## [Instructions for the task]
Your job is to copy all the entries precisely as they stand.

## [Collected data]
[Start of section]
PR #452, opened 2021-01-06
[Core] Make getDeviceCount syntax match new device::setup syntax

noelchalmers:
## Description

I noticed the device::setup syntax when passing a string has subtly changed from `device.setup("mode: 'Serial'")` to `device.setup("{mode: 'Serial'}")`. Forwarding that syntax change to the getDeviceCount API.


dmed256:
Nice catch, thanks for the fix!

PR #457, opened 2021-01-12
[OpenCL] Avoid checking the error code in getDeviceCountInPlatform

noelchalmers:
## Description
Similar to #426, AMD's OpenCL will throw a `CL_DEVICE_NOT_FOUND` on checking the deviceIDs on GPU-less head nodes. This PR avoids checking the error code returned when getting device counts, which avoids `occa info` failing on head nodes.


dmed256 (approved):
Thanks for the fix!

PR #466, opened 2021-01-20
[Fix] kernel header defines can be numbers

SFrijters:
## Description

Since #442 the kernels in our calling code refused to compile, because we set numerical defines.
It seems safe do allow this? It fixes our things at least.

### DIFF
--- a/src/core/kernel.cpp
+++ b/src/core/kernel.cpp
@@ -222,7 +222,8 @@ namespace occa {
 
     // Add defines
     for (const auto &entry : props["defines"].object()) {
-      if (entry.second.isString()) {
+      if (entry.second.isString() || entry.second.isNumber() ||
+        entry.second.isBool() || entry.second.isNull()) {
         kernelHeader += "#define ";
         kernelHeader += ' ';
         kernelHeader += entry.first;


dmed256:
Whoops, this was a mistake on a recent PR
</img>

Sorry about that, good catch!

src/core/kernel.cpp
```diff
@@ -222,7 +222,7 @@ namespace occa {
 
     // Add defines
     for (const auto &entry : props["defines"].object()) {
-      if (entry.second.isString()) {
```
dmed256, line 225: Can you revert to what the logic was before? 
```cpp
      kernelHeader += "#define ";
      kernelHeader += ' ';
      kernelHeader += entry.first;
      kernelHeader += ' ';
      kernelHeader += (std::string) entry.second;
      kernelHeader += '\n';
```

Or we can also check for `isBool()` and `isNull()`. I don't think we want to print out object or array types

SFrijters: How are booleans and nulls rendered as strings - will that be something that makes sense in a `#define`?
I can either remove the check completely, reverting to the previous logic, or add the full quartet, your call.

dmed256: Booleans will get stringified as `true` or `false`, and the null case as `NULL`. I like your approach since we explicitly limit the types we want to `#define`.

dmed256: Thanks for making the change, will merge after checks run 🎉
[End of section]
## [Finished exercise]
PR #452, opened 2021-01-06
[Core] Make getDeviceCount syntax match new device::setup syntax

noelchalmers:
## Description

I noticed the device::setup syntax when passing a string has subtly changed from `device.setup("mode: 'Serial'")` to `device.setup("{mode: 'Serial'}")`. Forwarding that syntax change to the getDeviceCount API.


dmed256:
Nice catch, thanks for the fix!

PR #457, opened 2021-01-12
[OpenCL] Avoid checking the error code in getDeviceCountInPlatform

noelchalmers:
## Description
Similar to #426, AMD's OpenCL will throw a `CL_DEVICE_NOT_FOUND` on checking the deviceIDs on GPU-less head nodes. This PR avoids checking the error code returned when getting device counts, which avoids `occa info` failing on head nodes.


dmed256 (approved):
Thanks for the fix!

PR #466, opened 2021-01-20
[Fix] kernel header defines can be numbers

SFrijters:
## Description

Since #442 the kernels in our calling code refused to compile, because we set numerical defines.
It seems safe do allow this? It fixes our things at least.

### DIFF
--- a/src/core/kernel.cpp
+++ b/src/core/kernel.cpp
@@ -222,7 +222,8 @@ namespace occa {
 
     // Add defines
     for (const auto &entry : props["defines"].object()) {
-      if (entry.second.isString()) {
+      if (entry.second.isString() || entry.second.isNumber() ||
+        entry.second.isBool() || entry.second.isNull()) {
         kernelHeader += "#define ";
         kernelHeader += ' ';
         kernelHeader += entry.first;


dmed256:
Whoops, this was a mistake on a recent PR
</img>

Sorry about that, good catch!

src/core/kernel.cpp
```diff
@@ -222,7 +222,7 @@ namespace occa {
 
     // Add defines
     for (const auto &entry : props["defines"].object()) {
-      if (entry.second.isString()) {
```
dmed256, line 225: Can you revert to what the logic was before? 
```cpp
      kernelHeader += "#define ";
      kernelHeader += ' ';
      kernelHeader += entry.first;
      kernelHeader += ' ';
      kernelHeader += (std::string) entry.second;
      kernelHeader += '\n';
```

Or we can also check for `isBool()` and `isNull()`. I don't think we want to print out object or array types

SFrijters: How are booleans and nulls rendered as strings - will that be something that makes sense in a `#define`?
I can either remove the check completely, reverting to the previous logic, or add the full quartet, your call.

dmed256: Booleans will get stringified as `true` or `false`, and the null case as `NULL`. I like your approach since we explicitly limit the types we want to `#define`.

dmed256: Thanks for making the change, will merge after checks run 🎉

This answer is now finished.